Im trying to understand the Universal Cover of the space $S^1\vee S^2\vee S^3$. I've been told it has the form of attaching a copy of $S^2\vee S^3$ at every integer of the real numbers (we call this $U$), where we associate the real number line as the helix over the circle.
It makes sence that this is simply connected, since its just three simply connectbut how do you properly define the map $p: U \rightarrow S^1\vee S^2\vee S^3$ so that i can prove this is indeed a covering space?
Thanks and cheers
Loosely, you map $\Bbb R\to S^1$ in the usual way and map the copies of $S^2,S^3$ to themselves.
More formally fix basepoints of $S^2,S^3$ and put: $$X:=\Bbb R\sqcup\bigsqcup_{n\in\Bbb Z}(S^2\vee S^3)$$And put $U:=X/_\sim$ where $n\in\Bbb R$ is $\sim$-related to $(p,n)\in\bigsqcup_{n\in\Bbb Z}S^2\vee S^3$, $p$ being the wedge point of $S^2\vee S^3$. Then there is a map $X\to S^1\vee S^2\vee S^3$ defined on its $\Bbb R$-component by $x\mapsto\exp(2\pi ix)$ and on its every $n$th $S^2\vee S^3$ component by the inclusion $S^2\vee S^2\hookrightarrow S^1\vee S^2\vee S^3$. Assuming we consider $S^1$ to be based at $1$ (this is for convenience's sake only, the choice of basepoint doesn't matter) this map clearly coarsens the $\sim$-relation and induces a continuous $U\to S^1\vee S^2\vee S^3$ and it is easy to check this is a covering map.
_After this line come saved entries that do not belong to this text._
PR #568, opened 2020-04-01
Fix Create Password Flow

NovacAndrei:
- on create/recover/connect flow, if you already have a PIN setup, don't create another one, request the current PIN
- also clear keychain storage when the last wallet has been deleted
- fix crashing bottom sheet on connect flow

### DIFF
--- a/src/components/password-modal/password-modal-component.tsx
+++ b/src/components/password-modal/password-modal-component.tsx
@@ -118,9 +118,13 @@ export class PasswordModalComponent extends React.Component<
         clearInterval(this.countdownListener);
     }
 
-    public static async getPassword(title?: string, subtitle?: string) {
+    public static async getPassword(
+        title?: string,
+        subtitle?: string,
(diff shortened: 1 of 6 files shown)


src/components/password-modal/password-modal-component.tsx
```diff
@@ -152,19 +152,32 @@ export class PasswordModalComponent extends React.Component<
...
-            title: translate('Password.setupPinTitle'),
-            subtitle: subtitle || translate('Password.createPinSubtitle'),
-            currentStep: ScreenStep.CREATE_PIN_TERMS,
-            enableBiometryAuth: false,
-            allowBackButton: true,
-            showAttempts: false
-        });
+        const passwordCredentials = await getPassword();
+        if (passwordCredentials && passwordCredentials.password) {
+            this.setState({
```
krisboit, line 161: this doesn't seem to be right :)
create password should create password, we shouldn't start this flow if a password is already present, or much better this flow should return a rejection is there is a password already set

PR #582, opened 2020-04-02
 Reveal Private Key Modal - is not displayed

NovacAndrei:


src/screens/token/components/account-settings/account-settings.tsx
```diff
@@ -49,33 +49,43 @@ export class AccountSettingsComponent extends React.Component<IProps & IExternal
...
+            this.setState({ isModalVisible: this.props.isVisible });
+        }
+    }
+
+    public revealPrivateKey() {
         try {
-            // TODO: not working because of modal over modal
-            const password = await PasswordModal.getPassword();
+            this.setState({ isModalVisible: false }, async () => {
+                const password = await PasswordModal.getPassword();
```
krisboit, line 66: i think we could have the same problems here, as at this moment the account options modal is not completely closed. A safe method would be to open password modal when onModalHide is called on account options modal.

src/screens/token/components/account-settings/account-settings.tsx
```diff
@@ -49,33 +49,43 @@ export class AccountSettingsComponent extends React.Component<IProps & IExternal
...
             showSecurityWarning: false,
-            isLoading: false
+            isLoading: false,
+            isModalVisible: props.isVisible
         };
     }
 
-    public async revealPrivateKey() {
+    public componentDidUpdate(prevProps: IExternalProps) {
+        if (this.props.isVisible !== prevProps.isVisible) {
```
krisboit, line 58: we can avoid using lifecycle function in this case. 
- keep the visibility state of account options modal in props
- in state add the visibility state of other modal
Example:

```ts
interface IState {
  ...
  displayOtherModal: boolean;
}
...
render() {
...
  <Modal isVisible={this.props.visible && !this.state.displayOtherModal}>
...
}
```

PR #588, opened 2020-04-03
 Handle current date for Wrong Password

NovacAndrei:


src/components/password-modal/password-modal-component.tsx
```diff
@@ -244,15 +309,18 @@ export class PasswordModalComponent extends React.Component<
...
     private async handleWrongPassword() {
-        this.setCountdownListener();
-
         if (this.state.showAttempts) {
             this.props.incrementFailedLogins();
             this.handlePasswordAttempts();
 
             const failedLoginBlocking = FAILED_LOGIN_BLOCKING[this.props.failedLogins];
             if (failedLoginBlocking) {
                 this.props.setAppBlockUntil(new Date(new Date().getTime() + failedLoginBlocking));
```
krisboit, line 318: this still uses device time, so it can be hacked

NovacAndrei: I left here a TODO because we have to think about a scenario.
I am going to think and come with a solution, but also if you have some recommendations 🙂

krisboit: yeah, i think we should block the app till the user connects to internet. After we get the current time we start the countdown.

PR #606, opened 2020-04-07
add security warning for unsafe environments

krisboit:


src/components/security-checks/styles.ts
```diff
@@ -0,0 +1,48 @@
...
+            lineHeight: normalize(25),
+            marginTop: BASE_DIMENSION * 6
+        },
+        imageContainerStyle: {
+            flex: 1,
+            alignItems: 'center',
+            justifyContent: 'center'
+        },
+        imageStyle: {
+            width: Dimensions.get('window').width * 0.5,
```
NovacAndrei, line 44: We also have `pw` and `ph` for this
image

src/components/security-checks/security-checks.tsx
```diff
@@ -0,0 +1,136 @@
...
+                                // disabled={!acknowledged}
+                                onPress={() => this.continue()}
+                            >
+                                {translate('App.labels.continue')}
+                            </Button>
+                        </View>
+                    </View>
+                </SafeAreaView>
+
+                {/* <Button onPress={() => BackHandler.exitApp()}>EXIT</Button>
```
NovacAndrei, line 127: If not needed, maybe this can be removed :)

src/components/security-checks/styles.ts
krisboit: uh nice! :) i didn't knew about them

PR #620, opened 2020-04-09
Extension Connexion Management Screen

NovacAndrei:


src/screens/connect-extension/connect-extension.tsx
```diff
@@ -0,0 +1,127 @@
...
+
+    constructor(props: IThemeProps<ReturnType<typeof stylesProvider>>) {
+        super(props);
+        this.state = {
+            isConnected: WalletConnectClient.isConnected()
+        };
+    }
+
+    public componentDidMount() {
+        this.connectionInterval = setInterval(() => {
```
krisboit, line 42: this is weird, basically we verify every 500ms if we have connection, and if we don't we delete connection details.
There may be cases when the connection could take longer

krisboit: i think we should not delete connection

src/screens/connect-extension/connect-extension.tsx
```diff
@@ -0,0 +1,127 @@
...
+    }
+
+    private async disconnectExtension() {
+        if (
+            await DialogComponent.confirm(
+                translate('ConnectExtension.disconnect'),
+                translate('ConnectExtension.disconnectInfo')
+            )
+        ) {
+            WalletConnectClient.disconnect();
```
krisboit, line 69: here we should delete connection info

src/screens/connect-extension/connect-extension.tsx
krisboit: also maybe Wallet connect has some events for connect and disconnect events, this way we could refactor this interval

NovacAndrei: I made some changes and improvements, but I left a TODO with one more issue to solve. I'll continue to search for a fix.

src/core/wallet-connect/wallet-connect-client.ts
```diff
@@ -146,6 +146,13 @@ export const WalletConnectClient = (() => {
         });
     };
 
+    const onDisconnect = (callback: (payload: any) => void) => {
+        walletConnector &&
+            walletConnector.on('disconnect', (error, payload) => {
```
krisboit, line 151: you can do something similar to detect connection.
```
walletConnector.on('connect', ...);
```

PR #621, opened 2020-04-09
Hold to unveil sensitive data

NovacAndrei:
- Create
- Recover
- Unveil (Wallets)
- Private key


src/screens/create-wallet-mnemonic/create-wallet-mnemonic.tsx
```diff
@@ -86,9 +88,21 @@ export class CreateWalletMnemonicScreenComponent extends React.Component<
...
+                                    ? this.state.mnemonic[indexFrom + i]
+                                    : '**********'
+                            }`}
                         </Text>
                     ))}
+
+                    <Button
+                        style={styles.unveilButton}
+                        onPressIn={() => this.setState({ unveilMnemonic: true })}
+                        onPressOut={() => this.setState({ unveilMnemonic: false })}
```
krisboit, line 102: for `onPressOut` let's use a setTimeout to delay a little the hidden state. we can use 2-300 ms as delay. This way if the user taps briefly on unveil button it will be more clear what's happening.

src/screens/recover-wallet/recover-wallet.tsx
```diff
@@ -139,17 +146,15 @@ export class RecoverWalletScreenComponent extends React.Component<
...
-                onPress: () => this.pasteFromClipboard(),
-                disabled: this.mnemonicsFilled()
-            });
-        }
-
-        keyboardButtons.push(
+        const keyboardButtons: IKeyboardButton[] = [
+            {
+                label: translate('App.labels.holdUnveil'),
+                onPress: () => {
```
krisboit, line 152: this could be removed

PR #622, opened 2020-04-09
Fix Token - Manage Account

NovacAndrei:
**Problem:** On `Manage Account Modal`, if you go to background and return to the app, the `Manage Account Modal` does not disappear and  the `Password Modal` is not shown (we are not requesting the password anymore).

**Solution:** check for app state, if app state is `background` or `inactive`, set visible `false` for the `Manage Account Modal` and the `Password Modal` will be displayed.


krisboit:
i think we can close this one, right ?

PR #639, opened 2020-04-13
Update keychain.ts

georgeburduhos:
Fix create and recover


src/core/secure/keychain.ts
```diff
@@ -116,9 +118,6 @@ export const getPinCode = async () => {
     } catch (error) {
         // console.log('keychain error', JSON.stringify(error, null, 4));
         if (error.message.indexOf('Authentication failed') >= 0) {
-            if (DeviceInfo.getManufacturerSync() === 'OnePlus') {
```
krisboit, line 119: is this really intended ?

PR #658, opened 2020-04-14
Zrc fixes

georgeburduhos:


src/core/i18n/translation/locales/en.ts
```diff
@@ -376,7 +376,8 @@ export const translation: ITranslations = {
             TR_UNDERPRICED: 'Transaction underpriced: gas price might be too low',
             NOT_ENOUGH_TOKENS: 'Insufficient funds for transaction',
             COSMOS_ERROR_12: 'Insufficient fee',
-            COSMOS_ERROR_14: 'Insufficient funds for transaction'
+            COSMOS_ERROR_14: 'Insufficient funds for transaction',
+            CONTRACT_TX_NORMAL_NOT_ALLOWED: "Contract account won't accept normal txn"
```
krisboit, line 380: This text is not friendly with ordinary users. let's use: `${address} is a smart contract that doesn't accept normal transactions.`

krisboit: verify it with Adrian please.

src/screens/manage-token/manage-token.tsx
```diff
@@ -176,31 +176,39 @@ export class ManageTokenComponent extends React.Component<
...
+                    getBlockchain(blockchain)
+                        .getClient(this.props.chainId)
+                        .tokens[tokenType].getTokenInfo(this.state.fieldInput)
+                ]);
+                if (getTokenInfo[0].status === 200) {
+                    staticToken = await getTokenInfo[0].json();
+                }
+                blockchainToken = getTokenInfo[1];
+            } catch {
+                //
```
krisboit, line 194: We should handle errors, maybe display an error message for the user.

src/screens/manage-token/manage-token.tsx
```diff
@@ -176,31 +176,39 @@ export class ManageTokenComponent extends React.Component<
...
+                if (fetchResponse.status === 200) {
+                    staticToken = await fetchResponse.json();
+                    blockchainToken = await getBlockchain(blockchain)
+                        .getClient(this.props.chainId)
+                        .tokens[tokenType].getTokenInfo(staticToken.contractAddress);
+                } else {
+                    this.setState({ showError: true, isLoading: false });
+                }
+            } catch {
+                //
```
krisboit, line 211: We should handle errors, maybe display an error message for the user.

src/screens/manage-token/manage-token.tsx
georgeburduhos: Lower in the code we handle this. Since there are multiple versions of getting a token if non works we display an error message to user.

PR #475, opened 2017-07-05
Log warn when Entity with name=null is created / if dispatching entities fails

magro:
An application that creates a metric while passing `null` as metrics name
will not receive the expected `TickMetricSnapshot` (if it subscribes for
metrics).

As log level _warn_ (instead of error) is chosen, because from an application
perspective the app's functionality is not affected, i.e. there's no _immediate_
action required, but it's ok if this gets solved eventually.


dpsoft:
@magro thanks!!!

PR #480, opened 2017-07-17
Wip/moving ot support to a separate project

ivantopo:
This PR starts the process of moving OT support to a separate project (kamon-opentracing) and tries to keep Kamon's Tracer compatible with what we have seen happening around Census, Brave, Jaeger, Stackdriver and X-Ray.. The main changes are focused on:
  - Having a pluggable mechanism for generating and moving Trace/Span IDs around.. now instead of having just a long we have Identifier instances which contain both a String and a Array[Byte] representations. The default generator works with 8 byte identifiers but we could easily plug different implementations to interoperate with other systems.
  - Completely remove OT from kamon-core. We keep many of the concepts and ideas but removing the most concerning pain point: ref counting on ActiveSpans. Also, instead of having "Logs" we have "Annotations", more aligned with Zipkin/Census in that sense.
  - Since now we are talking with Kamon types, we have first class support for adding metric tags to Spans.

This is definitely not ready to be merged, we need a lot of tests coverage, actually create the OT wrapper and review the soundness of the proposed abstractions, looking forward to feedback!


kamon-core/src/main/scala/kamon/trace/Span.scala
```diff
@@ -174,14 +197,14 @@ object Span {
   val BooleanTagTrueValue = "1"
```
tferega: This is used only in one place a few lines up, so I'm not sure what's the point of having it here? Also the `"1"` literal is used in `SpanContextCodec`, so we should probably put it somewhere publicly accessible, and use it consistently.

kamon-core/src/main/scala/kamon/trace/Span.scala
```diff
@@ -16,155 +16,178 @@
...
+    * @param initialOperationName
+    * @param initialTags
+    * @param startTimestampMicros
+    * @param reporterRegistry
+    */
+  final class Real(spanContext: SpanContext, initialOperationName: String, initialTags: Map[String, String],
+    startTimestampMicros: Long, reporterRegistry: ReporterRegistryImpl, tracer: Tracer) extends Span {
+
+    private var collectMetrics: Boolean = true
+    private var isOpen: Boolean = true
```
dpsoft: maybe in the case of `collectMetrics` we use the `should` prefix : `shouldCollectMetrics`

cspinetta:
I really like the idea to be independent of any specification keeping the compatibility via a separated module.
About the code, it looks very good and it's more Scala idiomatic.
I'm available to help with anything, either testing a version, coding coverage tests, or whatever you need, so just tell me.

kamon-core/src/main/scala/kamon/Kamon.scala
```diff
@@ -155,7 +148,7 @@ object Kamon extends MetricLookup with ReporterRegistry with io.opentracing.Trac
     * was no active Span then the provided fallback value
     */
   def fromActiveSpan[T](code: ActiveSpan => T): Option[T] =
```
ivantopo: Sure thing! There is nothing that we can actually read from the Span but rather the SpanContext.. before it would be nice to get the TraceID/SpanID for logging, or get some baggage key but now that will be handled differently.. cool.

kamon-core/src/main/scala/kamon/trace/ActiveSpan.scala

Why is $U$ simply connected? Let $\gamma$ be any loop in $U$. $\gamma$ has compact image bounded by some large integer $N$ (in the sense that its image is disjoint from the image of $X_N:=\Bbb R\setminus[-N,N]\sqcup\bigsqcup_{n>N}S^2\vee S^3$ in $U$) so if we can show $\gamma$ is contractible in the subspace $U_N$ - the image of $X\setminus X_N$ - then $\gamma$ will be contractible in $U$. $U$ is clearly path connected, so we would be done.
Oh, but $U_N$ is a CW complex and the finitely many contractible subcomplexes $[n,n+1]$, $-N\le n\le N-1$, can then be quotiented out without changing the homotopy type. Doing this one interval at a time, we see $U_N$ is homotopy equivalent to a wedge of numerous copies of $S^2$ and $S^3$. The wedge sum of simply connected space is simply connected, so we conclude $U_N$ is simply connected.